С таким подходом можно спорить, но ему не откажешь в логике и последовательности. Голлер привлекает себе в союзники Михаила Булгакова. «Театральный роман» не просто рисует ситуацию начинающего драматурга в общении с колоссами и карликами сцены. Книга Булгакова – изображение конфликта между драмой как родом литературы и режиссерским театром в самом ярком и жестоком его воплощении.
В своем эссе Голлер придает этому конфликту значение поистине эпохальное. Он возводит его к столкновению Слова с «антифилологическим» началом, лежащему в основе главных социокультурных кризисов века: «А вдруг все это – весь “век образов”, вся его безумная, прекрасная, трагическая история – был лишь бунт против языка? “Антифилологический огонь”, о котором предупреждал Мандельштам? “Антифилологический дух”, что “вырвался из самых глубин истории”? Бунт интеллигенции – против самой себя?
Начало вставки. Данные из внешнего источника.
PR #1423, opened 2016-01-11
Switch label <-> action in event params for booking widgets

tkali:
So, there was an error in the spec that slipped into codebase. `action` you see here fellas should be `label`. Yeeup.


WunderBart:
:shipit:

PR #1424, opened 2016-01-11
Simplify tracking params of car-rental widget

tkali:
This one makes car rental forms that appear aside on some NTK pages pass Tealium requirements.


WunderBart:
:+1:

PR #1426, opened 2016-01-11
Including rizzo next npm dist folder

jcreamer898:
When gems get copied down they exclude what's in the gitignore so rizzo next was getting left out.


jcreamer898:
:+1: from @laserchicken

PR #1428, opened 2016-01-12
Adding only the dist folder to the paths

jcreamer898:
I think the problem was there were a bunch of files making into the asset path from other `node_modules`. Adding only what's needed seems to help.


laserchicken:
:+1:

PR #1429, opened 2016-01-12
Add rizzo next to precompile, update to named AMD module

jcreamer898:
Rizzo Next needed to be updated to be included as a named module so that it wouldn't break when it actually ran in the browser. Also needed to add rizzo-next.css to the precompile so it gets deployed to s3.


jcreamer898:
:+1: from @laserchicken

PR #1430, opened 2016-01-12
Manage url params in controller.js

nidalaa:
PROBLEM: So far empty params have been ALWAYS overwritten by current window.location.search. Probably that was a reason of introducing removePageParam here: https://github.com/lonelyplanet/rizzo/commit/cf3e10ceb2464819d4848272186b2e20de0a7483. Because of this, after closing lightbox page param diseappeared(problem spotted in community) while an other params were added to lightbox url. SOLUTION: Every time some state is pushed to local variable in _generateState both: url and params are provided and empty params are not overwritten by params from window.location(so, we respect that in some cases params do not exist)

### DIFF
--- a/spec/javascripts/lib/page/controller_spec.js
+++ b/spec/javascripts/lib/page/controller_spec.js
@@ -86,7 +86,7 @@ define([
         expect(controller.states[controller.states.length - 1].state).toEqual(deserialized);
       });
 
-      it("updates the application state object empty object if paramseters are not provided", function() {
+      it("updates the application state object empty object if parameters are not provided", function() {
         controller._generateState("url", null);
         expect(controller.states[controller.states.length - 1].state).toEqual({});
       });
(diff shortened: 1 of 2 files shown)


nidalaa:
Last time, this P/R had to be reverted after fails in Waldorf. After debugging and last changes, tests for Waldorf are passing (https://github.com/lonelyplanet/waldorf/pull/1975) \o/.

@WunderBart I would be happy to merge it after global nav will be stable, what do you think?

spec/javascripts/lib/page/controller_spec.js
```diff
@@ -81,10 +81,15 @@ define([
...
       });
 
-      it("updates the application state object with the search parameters", function() {
-        controller._generateState();
+      it("updates the application state object with provided parameters", function() {
+        controller._generateState("url", controller.getParams());
         expect(controller.states[controller.states.length - 1].state).toEqual(deserialized);
       });
+
+      it("updates the application state object empty object if paramseters are not provided", function() {
```
WunderBart: HA, type-o! :trollface:

WunderBart:
Looks good! :+1:

nidalaa:
After applying global nav changes and additional tests in communit, waldorf and hotels- merging finally!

Такой же “бессмысленный и беспощадный”, как революция 17-го года, студенческие баррикады в Европе, группа Баадер-Майнхоф, перуанские террористы?..» Приведенный отрывок демонстрирует масштаб авторских обобщений… На первый взгляд кажется, что он явно «перебирает». А если взглянуть все же на коллизии века с метаполитической, метасоциальной точки зрения? Может быть, и вправду их результирующий вектор – энтропийный, отражающий глухое неприятие массами не до конца постижимого, при всей его членораздельности, Логоса?